WHAT YOU NEED TO DO
From the line with "other's required checks." through the line with "something that VARIES per", inclusive, return each line of the data below exactly and leave the rest out.

################

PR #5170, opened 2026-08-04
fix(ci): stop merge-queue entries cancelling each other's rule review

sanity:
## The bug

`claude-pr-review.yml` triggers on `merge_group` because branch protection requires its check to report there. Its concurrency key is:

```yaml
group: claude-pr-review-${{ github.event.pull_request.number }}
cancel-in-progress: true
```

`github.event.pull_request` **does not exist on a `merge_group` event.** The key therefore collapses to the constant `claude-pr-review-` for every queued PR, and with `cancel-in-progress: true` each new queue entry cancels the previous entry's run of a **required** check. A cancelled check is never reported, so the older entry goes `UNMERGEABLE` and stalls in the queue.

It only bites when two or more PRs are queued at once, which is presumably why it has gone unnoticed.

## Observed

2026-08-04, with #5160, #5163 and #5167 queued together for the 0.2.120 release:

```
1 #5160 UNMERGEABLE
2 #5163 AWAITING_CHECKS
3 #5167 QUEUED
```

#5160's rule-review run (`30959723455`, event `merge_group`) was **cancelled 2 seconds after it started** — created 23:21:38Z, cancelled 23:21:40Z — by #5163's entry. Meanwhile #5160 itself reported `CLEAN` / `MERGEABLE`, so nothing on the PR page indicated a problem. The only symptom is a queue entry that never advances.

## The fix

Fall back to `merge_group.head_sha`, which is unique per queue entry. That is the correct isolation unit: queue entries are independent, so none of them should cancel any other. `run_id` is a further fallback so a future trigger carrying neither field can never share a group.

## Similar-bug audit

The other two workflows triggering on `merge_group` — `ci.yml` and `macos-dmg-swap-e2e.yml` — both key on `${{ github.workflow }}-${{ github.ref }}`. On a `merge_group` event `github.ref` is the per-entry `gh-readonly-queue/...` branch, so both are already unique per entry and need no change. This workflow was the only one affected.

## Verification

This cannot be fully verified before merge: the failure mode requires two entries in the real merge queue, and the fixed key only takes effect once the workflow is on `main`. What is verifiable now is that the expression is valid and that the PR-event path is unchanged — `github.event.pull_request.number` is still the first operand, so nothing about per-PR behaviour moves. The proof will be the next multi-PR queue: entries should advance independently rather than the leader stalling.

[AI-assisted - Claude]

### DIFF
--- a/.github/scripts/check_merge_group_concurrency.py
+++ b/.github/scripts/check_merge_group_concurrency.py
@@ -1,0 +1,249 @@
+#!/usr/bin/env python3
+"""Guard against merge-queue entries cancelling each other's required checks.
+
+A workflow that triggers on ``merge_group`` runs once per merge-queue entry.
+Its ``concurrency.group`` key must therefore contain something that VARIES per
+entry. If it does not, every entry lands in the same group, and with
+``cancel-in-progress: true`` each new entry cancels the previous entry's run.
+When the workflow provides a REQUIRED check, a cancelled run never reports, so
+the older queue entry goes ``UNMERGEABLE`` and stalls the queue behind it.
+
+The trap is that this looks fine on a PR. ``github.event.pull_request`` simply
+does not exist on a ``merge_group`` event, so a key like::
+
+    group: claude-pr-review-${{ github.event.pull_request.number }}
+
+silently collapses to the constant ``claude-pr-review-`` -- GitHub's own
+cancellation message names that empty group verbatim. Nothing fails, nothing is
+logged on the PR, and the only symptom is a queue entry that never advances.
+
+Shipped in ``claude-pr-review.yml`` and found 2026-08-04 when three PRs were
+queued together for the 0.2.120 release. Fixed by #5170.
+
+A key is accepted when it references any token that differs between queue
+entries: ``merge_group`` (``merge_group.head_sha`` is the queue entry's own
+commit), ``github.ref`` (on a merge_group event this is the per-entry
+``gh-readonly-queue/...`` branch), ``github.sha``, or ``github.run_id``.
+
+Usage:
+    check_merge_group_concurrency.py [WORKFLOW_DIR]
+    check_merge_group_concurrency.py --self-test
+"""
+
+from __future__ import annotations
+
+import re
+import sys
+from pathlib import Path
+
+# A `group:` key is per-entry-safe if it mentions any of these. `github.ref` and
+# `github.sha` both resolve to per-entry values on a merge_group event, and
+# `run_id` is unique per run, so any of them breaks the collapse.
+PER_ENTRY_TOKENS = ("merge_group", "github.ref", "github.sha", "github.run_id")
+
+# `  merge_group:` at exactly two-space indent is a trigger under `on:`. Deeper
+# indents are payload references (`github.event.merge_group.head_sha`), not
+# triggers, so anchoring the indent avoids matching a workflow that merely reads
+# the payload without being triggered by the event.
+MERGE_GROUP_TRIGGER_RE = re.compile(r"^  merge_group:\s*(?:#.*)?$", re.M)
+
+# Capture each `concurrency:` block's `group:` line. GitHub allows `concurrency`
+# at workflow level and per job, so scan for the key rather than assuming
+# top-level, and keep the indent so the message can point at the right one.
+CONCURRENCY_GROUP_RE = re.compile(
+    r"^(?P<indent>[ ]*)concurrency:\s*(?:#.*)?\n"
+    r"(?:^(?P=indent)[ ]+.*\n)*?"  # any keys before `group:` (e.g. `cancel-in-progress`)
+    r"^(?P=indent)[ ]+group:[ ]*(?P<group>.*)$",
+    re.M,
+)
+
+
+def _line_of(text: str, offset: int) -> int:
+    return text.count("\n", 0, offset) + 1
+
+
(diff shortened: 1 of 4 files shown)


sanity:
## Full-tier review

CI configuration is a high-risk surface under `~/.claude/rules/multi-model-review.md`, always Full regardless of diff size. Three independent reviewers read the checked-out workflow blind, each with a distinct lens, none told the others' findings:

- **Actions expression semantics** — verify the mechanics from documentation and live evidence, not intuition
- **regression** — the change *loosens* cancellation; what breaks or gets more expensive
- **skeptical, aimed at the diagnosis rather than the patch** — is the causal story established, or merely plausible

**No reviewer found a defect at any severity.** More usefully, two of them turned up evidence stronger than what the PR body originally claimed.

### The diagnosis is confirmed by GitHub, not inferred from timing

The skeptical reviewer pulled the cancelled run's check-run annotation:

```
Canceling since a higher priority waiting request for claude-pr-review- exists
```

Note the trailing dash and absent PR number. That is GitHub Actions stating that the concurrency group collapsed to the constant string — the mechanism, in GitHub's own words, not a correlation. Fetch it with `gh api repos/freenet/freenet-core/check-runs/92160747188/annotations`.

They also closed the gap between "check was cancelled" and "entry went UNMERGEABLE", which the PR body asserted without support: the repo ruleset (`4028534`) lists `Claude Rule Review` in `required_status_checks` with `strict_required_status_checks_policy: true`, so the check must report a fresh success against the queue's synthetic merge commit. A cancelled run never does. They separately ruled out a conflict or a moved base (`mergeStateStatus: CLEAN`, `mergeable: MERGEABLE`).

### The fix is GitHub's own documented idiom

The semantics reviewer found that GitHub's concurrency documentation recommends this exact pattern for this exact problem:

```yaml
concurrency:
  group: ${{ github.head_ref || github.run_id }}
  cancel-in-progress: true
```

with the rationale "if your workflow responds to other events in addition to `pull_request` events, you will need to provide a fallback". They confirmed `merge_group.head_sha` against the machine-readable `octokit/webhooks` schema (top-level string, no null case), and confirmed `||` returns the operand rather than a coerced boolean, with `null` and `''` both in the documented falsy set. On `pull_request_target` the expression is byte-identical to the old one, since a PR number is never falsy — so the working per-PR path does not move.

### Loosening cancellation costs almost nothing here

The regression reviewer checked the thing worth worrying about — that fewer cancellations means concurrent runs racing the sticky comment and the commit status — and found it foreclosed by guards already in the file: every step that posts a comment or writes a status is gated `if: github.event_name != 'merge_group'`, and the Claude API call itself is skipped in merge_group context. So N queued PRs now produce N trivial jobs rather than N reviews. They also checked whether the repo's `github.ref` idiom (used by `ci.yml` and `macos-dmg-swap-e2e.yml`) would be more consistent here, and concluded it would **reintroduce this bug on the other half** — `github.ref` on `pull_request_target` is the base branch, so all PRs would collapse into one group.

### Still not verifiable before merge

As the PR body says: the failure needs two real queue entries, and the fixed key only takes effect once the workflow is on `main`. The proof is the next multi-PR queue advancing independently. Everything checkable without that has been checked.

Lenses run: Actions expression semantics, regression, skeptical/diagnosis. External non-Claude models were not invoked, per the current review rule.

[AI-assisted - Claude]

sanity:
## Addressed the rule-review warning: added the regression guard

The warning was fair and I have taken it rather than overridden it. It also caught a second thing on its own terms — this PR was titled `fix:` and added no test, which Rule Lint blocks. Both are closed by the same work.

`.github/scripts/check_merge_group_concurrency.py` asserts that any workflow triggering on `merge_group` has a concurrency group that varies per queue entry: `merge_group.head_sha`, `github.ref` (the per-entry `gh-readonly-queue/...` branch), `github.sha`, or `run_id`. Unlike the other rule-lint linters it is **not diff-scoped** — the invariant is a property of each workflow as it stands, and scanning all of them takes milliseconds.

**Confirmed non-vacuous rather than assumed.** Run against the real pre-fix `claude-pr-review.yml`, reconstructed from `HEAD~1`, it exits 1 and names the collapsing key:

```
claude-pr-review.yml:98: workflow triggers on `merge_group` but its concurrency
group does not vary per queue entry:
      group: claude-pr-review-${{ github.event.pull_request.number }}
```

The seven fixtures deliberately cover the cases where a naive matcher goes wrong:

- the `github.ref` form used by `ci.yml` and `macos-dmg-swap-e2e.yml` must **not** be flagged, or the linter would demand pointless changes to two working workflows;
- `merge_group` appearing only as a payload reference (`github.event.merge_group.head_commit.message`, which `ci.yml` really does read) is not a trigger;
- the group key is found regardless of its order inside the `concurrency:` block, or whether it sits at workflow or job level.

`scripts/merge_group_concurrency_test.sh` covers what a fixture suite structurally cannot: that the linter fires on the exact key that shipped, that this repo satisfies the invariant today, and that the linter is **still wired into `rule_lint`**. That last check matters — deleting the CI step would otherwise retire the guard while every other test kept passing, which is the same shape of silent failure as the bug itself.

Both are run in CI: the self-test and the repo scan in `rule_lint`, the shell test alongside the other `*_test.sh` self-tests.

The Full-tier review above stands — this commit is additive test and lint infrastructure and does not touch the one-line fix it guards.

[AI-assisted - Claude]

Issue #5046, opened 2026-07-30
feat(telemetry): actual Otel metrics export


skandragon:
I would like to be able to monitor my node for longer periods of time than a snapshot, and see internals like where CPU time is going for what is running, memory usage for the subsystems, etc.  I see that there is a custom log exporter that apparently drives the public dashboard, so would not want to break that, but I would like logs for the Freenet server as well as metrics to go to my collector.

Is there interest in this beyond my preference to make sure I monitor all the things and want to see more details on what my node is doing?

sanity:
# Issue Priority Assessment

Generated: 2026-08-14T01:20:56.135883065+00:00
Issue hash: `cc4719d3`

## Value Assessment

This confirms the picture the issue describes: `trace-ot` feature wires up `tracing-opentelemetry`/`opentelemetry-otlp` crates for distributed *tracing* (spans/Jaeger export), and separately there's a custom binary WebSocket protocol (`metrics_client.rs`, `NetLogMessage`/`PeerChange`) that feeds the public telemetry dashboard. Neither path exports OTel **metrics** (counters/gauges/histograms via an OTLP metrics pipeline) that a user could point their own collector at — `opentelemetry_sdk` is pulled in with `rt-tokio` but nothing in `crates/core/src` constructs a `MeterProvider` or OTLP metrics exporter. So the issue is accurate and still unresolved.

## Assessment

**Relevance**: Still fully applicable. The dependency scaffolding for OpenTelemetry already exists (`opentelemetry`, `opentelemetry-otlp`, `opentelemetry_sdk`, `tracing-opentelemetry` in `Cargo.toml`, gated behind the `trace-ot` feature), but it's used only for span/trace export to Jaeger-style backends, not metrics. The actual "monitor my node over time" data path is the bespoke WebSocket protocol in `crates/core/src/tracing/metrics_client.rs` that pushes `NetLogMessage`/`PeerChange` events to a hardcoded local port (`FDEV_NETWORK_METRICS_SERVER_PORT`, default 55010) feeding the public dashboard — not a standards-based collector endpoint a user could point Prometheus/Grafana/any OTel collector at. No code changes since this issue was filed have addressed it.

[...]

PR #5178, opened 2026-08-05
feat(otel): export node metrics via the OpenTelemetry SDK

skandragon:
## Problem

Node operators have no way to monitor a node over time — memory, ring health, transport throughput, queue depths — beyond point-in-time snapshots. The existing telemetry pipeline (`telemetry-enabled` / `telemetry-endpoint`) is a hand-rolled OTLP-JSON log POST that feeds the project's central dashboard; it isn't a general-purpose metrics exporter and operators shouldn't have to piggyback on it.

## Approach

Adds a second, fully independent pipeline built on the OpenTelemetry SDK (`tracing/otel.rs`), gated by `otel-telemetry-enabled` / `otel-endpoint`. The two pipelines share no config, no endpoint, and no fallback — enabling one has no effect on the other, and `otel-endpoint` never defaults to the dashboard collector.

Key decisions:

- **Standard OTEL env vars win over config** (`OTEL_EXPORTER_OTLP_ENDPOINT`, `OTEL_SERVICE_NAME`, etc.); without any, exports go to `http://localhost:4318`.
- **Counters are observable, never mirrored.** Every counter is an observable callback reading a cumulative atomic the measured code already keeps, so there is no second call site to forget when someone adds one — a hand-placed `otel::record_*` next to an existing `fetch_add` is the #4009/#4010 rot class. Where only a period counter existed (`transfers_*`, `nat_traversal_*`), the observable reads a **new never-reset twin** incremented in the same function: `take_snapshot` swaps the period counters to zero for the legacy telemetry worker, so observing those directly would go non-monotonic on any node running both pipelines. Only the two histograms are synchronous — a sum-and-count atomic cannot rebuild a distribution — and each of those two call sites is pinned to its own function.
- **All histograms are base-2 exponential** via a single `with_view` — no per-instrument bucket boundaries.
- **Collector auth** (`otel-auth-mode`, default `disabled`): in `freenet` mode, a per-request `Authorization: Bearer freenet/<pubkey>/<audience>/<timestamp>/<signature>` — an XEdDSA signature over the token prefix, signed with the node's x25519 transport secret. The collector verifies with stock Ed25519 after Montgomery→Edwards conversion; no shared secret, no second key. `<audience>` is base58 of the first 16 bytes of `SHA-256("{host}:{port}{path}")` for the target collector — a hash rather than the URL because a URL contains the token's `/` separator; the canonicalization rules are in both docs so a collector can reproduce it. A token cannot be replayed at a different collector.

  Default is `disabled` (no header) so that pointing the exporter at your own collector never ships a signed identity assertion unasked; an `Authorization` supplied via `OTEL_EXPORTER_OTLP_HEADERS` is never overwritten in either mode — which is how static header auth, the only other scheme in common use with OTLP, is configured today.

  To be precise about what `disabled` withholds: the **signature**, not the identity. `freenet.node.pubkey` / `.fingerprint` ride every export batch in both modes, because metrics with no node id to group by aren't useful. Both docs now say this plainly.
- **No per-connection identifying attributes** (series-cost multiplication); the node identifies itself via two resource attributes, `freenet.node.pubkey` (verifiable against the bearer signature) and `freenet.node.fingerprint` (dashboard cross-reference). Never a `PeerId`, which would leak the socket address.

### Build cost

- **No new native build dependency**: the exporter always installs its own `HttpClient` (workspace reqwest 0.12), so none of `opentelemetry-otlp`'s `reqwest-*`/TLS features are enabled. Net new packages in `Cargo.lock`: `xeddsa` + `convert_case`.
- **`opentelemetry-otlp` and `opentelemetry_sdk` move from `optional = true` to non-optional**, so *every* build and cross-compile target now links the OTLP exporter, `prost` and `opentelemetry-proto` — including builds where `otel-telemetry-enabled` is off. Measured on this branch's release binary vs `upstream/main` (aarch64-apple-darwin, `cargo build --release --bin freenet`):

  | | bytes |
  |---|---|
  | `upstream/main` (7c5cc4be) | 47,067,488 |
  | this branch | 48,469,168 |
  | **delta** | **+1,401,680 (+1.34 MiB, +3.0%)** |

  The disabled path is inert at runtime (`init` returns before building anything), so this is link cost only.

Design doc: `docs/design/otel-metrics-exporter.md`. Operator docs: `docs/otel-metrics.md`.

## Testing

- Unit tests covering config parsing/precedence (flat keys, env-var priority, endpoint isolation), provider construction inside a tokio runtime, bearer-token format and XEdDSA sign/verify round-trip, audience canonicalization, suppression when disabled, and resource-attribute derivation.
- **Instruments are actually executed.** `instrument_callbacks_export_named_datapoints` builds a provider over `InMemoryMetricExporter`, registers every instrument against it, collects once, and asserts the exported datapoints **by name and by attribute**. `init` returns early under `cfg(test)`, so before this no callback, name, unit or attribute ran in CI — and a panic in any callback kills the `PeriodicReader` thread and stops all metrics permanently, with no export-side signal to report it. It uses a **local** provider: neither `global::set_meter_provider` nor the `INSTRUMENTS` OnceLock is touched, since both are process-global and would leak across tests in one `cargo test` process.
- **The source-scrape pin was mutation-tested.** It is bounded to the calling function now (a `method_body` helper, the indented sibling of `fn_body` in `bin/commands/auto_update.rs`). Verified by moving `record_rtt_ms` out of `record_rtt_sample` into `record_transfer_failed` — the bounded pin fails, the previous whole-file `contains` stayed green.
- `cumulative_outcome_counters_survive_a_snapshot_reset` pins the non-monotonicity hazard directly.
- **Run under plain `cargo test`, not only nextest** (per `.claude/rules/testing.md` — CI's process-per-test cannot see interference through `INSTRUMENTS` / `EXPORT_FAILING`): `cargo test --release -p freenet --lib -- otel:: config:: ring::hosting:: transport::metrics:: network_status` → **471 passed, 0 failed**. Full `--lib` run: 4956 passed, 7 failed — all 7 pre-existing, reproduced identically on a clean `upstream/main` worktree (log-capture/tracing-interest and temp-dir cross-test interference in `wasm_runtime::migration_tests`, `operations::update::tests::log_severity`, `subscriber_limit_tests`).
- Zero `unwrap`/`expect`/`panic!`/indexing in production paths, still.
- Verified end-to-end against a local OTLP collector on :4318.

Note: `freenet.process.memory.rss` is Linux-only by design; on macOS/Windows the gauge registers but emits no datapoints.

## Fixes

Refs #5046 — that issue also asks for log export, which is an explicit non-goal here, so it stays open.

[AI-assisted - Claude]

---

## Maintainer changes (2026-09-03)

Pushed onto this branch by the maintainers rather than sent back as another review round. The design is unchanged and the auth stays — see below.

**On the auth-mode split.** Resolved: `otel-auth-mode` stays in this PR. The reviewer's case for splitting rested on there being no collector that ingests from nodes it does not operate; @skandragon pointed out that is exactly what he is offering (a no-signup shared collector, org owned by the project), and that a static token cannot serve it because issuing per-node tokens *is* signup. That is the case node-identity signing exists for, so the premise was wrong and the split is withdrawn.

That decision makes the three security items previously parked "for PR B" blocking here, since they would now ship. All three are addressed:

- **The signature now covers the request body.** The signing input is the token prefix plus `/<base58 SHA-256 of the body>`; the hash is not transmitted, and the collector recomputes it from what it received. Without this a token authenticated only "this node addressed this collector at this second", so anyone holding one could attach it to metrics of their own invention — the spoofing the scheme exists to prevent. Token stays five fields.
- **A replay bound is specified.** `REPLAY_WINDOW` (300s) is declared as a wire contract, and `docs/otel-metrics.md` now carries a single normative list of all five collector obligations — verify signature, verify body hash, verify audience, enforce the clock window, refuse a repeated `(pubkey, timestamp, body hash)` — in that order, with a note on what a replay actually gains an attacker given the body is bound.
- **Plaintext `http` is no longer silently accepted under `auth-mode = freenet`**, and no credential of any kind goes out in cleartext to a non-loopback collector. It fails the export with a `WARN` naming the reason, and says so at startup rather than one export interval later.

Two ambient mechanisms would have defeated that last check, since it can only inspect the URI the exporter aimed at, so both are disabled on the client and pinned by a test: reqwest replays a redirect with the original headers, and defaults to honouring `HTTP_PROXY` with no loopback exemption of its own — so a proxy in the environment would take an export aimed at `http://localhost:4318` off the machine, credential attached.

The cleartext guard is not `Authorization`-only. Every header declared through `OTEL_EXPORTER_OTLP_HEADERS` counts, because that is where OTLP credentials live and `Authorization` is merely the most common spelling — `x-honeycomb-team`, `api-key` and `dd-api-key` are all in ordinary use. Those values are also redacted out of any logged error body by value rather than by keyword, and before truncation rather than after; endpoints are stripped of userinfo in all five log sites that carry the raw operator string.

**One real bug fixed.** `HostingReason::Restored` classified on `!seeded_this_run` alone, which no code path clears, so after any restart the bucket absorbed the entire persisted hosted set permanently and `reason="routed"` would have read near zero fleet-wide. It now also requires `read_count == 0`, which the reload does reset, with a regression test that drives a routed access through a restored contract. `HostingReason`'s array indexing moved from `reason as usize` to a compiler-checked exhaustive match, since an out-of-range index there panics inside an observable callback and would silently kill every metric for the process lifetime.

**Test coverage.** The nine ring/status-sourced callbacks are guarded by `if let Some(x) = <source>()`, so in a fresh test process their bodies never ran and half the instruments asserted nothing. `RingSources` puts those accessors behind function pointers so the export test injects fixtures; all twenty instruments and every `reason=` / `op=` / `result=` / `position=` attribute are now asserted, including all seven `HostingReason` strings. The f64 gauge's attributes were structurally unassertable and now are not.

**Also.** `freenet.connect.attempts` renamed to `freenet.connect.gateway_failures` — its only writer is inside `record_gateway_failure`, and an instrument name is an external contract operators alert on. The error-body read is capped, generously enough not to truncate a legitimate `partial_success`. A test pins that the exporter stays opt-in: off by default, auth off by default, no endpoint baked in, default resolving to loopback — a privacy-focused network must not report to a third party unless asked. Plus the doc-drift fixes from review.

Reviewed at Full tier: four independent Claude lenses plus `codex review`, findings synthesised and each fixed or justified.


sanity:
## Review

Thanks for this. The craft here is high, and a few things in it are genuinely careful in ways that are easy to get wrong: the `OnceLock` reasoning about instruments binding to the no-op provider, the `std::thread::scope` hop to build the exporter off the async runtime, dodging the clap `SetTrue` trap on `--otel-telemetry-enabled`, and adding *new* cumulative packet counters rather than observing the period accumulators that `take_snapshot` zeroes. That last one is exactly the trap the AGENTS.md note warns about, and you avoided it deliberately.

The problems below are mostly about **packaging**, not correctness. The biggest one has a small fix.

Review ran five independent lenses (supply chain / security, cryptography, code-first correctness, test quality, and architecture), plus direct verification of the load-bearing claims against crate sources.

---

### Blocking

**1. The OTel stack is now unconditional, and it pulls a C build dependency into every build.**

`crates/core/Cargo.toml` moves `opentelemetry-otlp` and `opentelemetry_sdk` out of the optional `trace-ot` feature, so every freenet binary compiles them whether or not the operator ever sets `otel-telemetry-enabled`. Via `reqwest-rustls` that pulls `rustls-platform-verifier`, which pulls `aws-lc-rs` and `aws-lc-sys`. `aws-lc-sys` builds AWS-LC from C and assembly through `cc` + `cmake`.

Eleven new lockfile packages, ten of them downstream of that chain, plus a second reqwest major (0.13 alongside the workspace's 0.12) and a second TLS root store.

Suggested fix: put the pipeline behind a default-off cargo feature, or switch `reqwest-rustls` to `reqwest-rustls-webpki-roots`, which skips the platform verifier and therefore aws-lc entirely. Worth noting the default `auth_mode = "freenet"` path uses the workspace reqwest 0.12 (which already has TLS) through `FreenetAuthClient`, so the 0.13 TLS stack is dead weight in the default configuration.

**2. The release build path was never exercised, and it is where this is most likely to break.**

################

OUTPUT BELOW
+"""Guard against merge-queue entries cancelling each other's required checks.
+
+A workflow that triggers on ``merge_group`` runs once per merge-queue entry.
+Its ``concurrency.group`` key must therefore contain something that VARIES per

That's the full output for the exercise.